WHAT NEEDS TO BE DONE: Copy out the first line of the listing and every line after it, exactly, until you have copied the line containing "Deprecates existing handlers".

RECORDS FOR PROCESSING:

PR #553, opened 2023-03-12
feat: perf event handlers

zzmp:
Adds new perf event handlers so that relevant events can be instrumented by integrators (eg to track performance metrics):
- `onSwapQuote`
- `onTokenAllowance`
- `onPermit2Allowance`
- `onSwapSend`
- `onWrapSend`

Deprecates existing handlers whose functionality is shared by the new handlers: `onSwapApprove`, `onSubmitSwapClick`.

Perf event handlers should record the entire event, so they all follow a similar pattern and use a new helper hook: `usePerfEventHandler`. All perf event hooks take two parameters: `args` and an `event`. The `event` is a promise that resolves (or rejects) when the instrumented event has completed. `usePerfEventHandler` wraps `event` in a resolved Promise, so that it is not executed until after the perf event handler has executed. This allows integrators to instrument the full event (eg even if it triggers a fetch).

---

INFRA-144


src/state/routing/slice.ts
```diff
@@ -23,9 +23,34 @@ const baseQuery: BaseQueryFn<GetQuoteArgs, TradeResult> = () => {
...
     getTradeQuote: build.query({
+      async onQueryStarted(args: GetQuoteArgs | SkipToken, { queryFulfilled }) {
+        if (args === skipToken) return
+
+        args.onQuote?.(
+          JSON.parse(serializeGetQuoteArgs(args)),
+          queryFulfilled
+            .catch((error) => {
+              const { error: queryError } = error
+              if (queryError && typeof queryError == 'object' && 'status' in queryError) {
```
just-toby, line 37: should this be a `===`

src/state/routing/slice.ts
```diff
@@ -23,9 +23,34 @@ const baseQuery: BaseQueryFn<GetQuoteArgs, TradeResult> = () => {
...
+                const parsedError = queryError as FetchBaseQueryError
+                switch (parsedError.status) {
+                  case 'CUSTOM_ERROR':
+                  case 'FETCH_ERROR':
+                  case 'PARSING_ERROR':
```
just-toby, line 42: type/enum these?

src/state/routing/slice.ts
```diff
@@ -23,9 +23,34 @@ const baseQuery: BaseQueryFn<GetQuoteArgs, TradeResult> = () => {
...
+                    throw parsedError.error
+                    break
+                  default:
+                    throw parsedError.status
+                }
+              }
+              throw queryError
```
just-toby, line 49: is there a way to indicate in `perf.ts` that these can throw certain types of errors? should the integrator be aware so they can handle them?

src/hooks/usePerfEventHandler.ts
```diff
@@ -0,0 +1,23 @@
...
+import { useCallback } from 'react'
+import { swapEventHandlersAtom } from 'state/swap'
+import { PerfEventHandlers } from 'state/swap/perf'
+
+export function usePerfEventHandler<
+  K extends keyof PerfEventHandlers,
+  P extends Parameters<NonNullable<PerfEventHandlers[K]>>,
+  A extends P[0],
+  E extends Awaited<P[1]>,
+  H extends PerfEventHandlers[K] & ((args: A, event: Promise<E>) => void)
```
just-toby, line 11: can you add some comments to explain what these are

src/hooks/swap/useWrapCallback.tsx
```diff
@@ -43,19 +43,26 @@ export default function useWrapCallback(): UseWrapCallbackReturns {
...
+        return {
+          response: await wrappedNativeCurrencyContract.withdraw(`0x${parsedAmountIn.quotient.toString(16)}`),
+          type: TransactionType.WRAP,
+          amount: parsedAmountIn,
+        }
+      case undefined:
+        return undefined
     }
   }, [parsedAmountIn, wrappedNativeCurrencyContract, wrapType])
+  const callback = usePerfEventHandler('onWrapSend', wrapCallback, parsedAmountIn && { amount: parsedAmountIn })
```
just-toby, line 65: `{ amount: parsedAmountIn }` is inputs to `wrapCallback` right? kinda hard to tell without comments in `usePerfEventHandler` and without labelling these inputs

src/state/routing/slice.ts
zzmp: these are literal strings in FetchBaseQueryError, but I can instead check for `typeof parsedError.status === 'number'`

src/hooks/usePerfEventHandler.ts
zzmp: I can name these with words rather than letters 🤷

src/hooks/swap/useWrapCallback.tsx
zzmp: refactored to (hopefully) make this more clear. `usePerfEventHandler` is meant to mirror the arguments of the perf event handler, so I want it to be ordinal inputs (ie not an options object).

src/state/routing/slice.ts
zzmp: typechecking requires that this be done without checking for `=== 'number'` - this is the most elegant way I could get past the typechecker :(

src/state/routing/slice.ts
zzmp: I think a good follow up would be for _us_ to export an enum (or extend `Promise`) and only throw these promises for integration hooks, but I don't think that that should be a part of this PR. It could be a future improvement.

just-toby: sounds good - i was imagining some generic "throws" descriptor on the function , not even typing it. maybe something worth calling out in the docs if we update them for the PerfEventHandlers

just-toby (approved):

src/hooks/swap/useWrapCallback.tsx
just-toby: this makes sense now thanks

ANSWER BOX:
PR #553, opened 2023-03-12
feat: perf event handlers

zzmp:
Adds new perf event handlers so that relevant events can be instrumented by integrators (eg to track performance metrics):
- `onSwapQuote`
- `onTokenAllowance`
- `onPermit2Allowance`
- `onSwapSend`
- `onWrapSend`

Deprecates existing handlers whose functionality is shared by the new handlers: `onSwapApprove`, `onSubmitSwapClick`.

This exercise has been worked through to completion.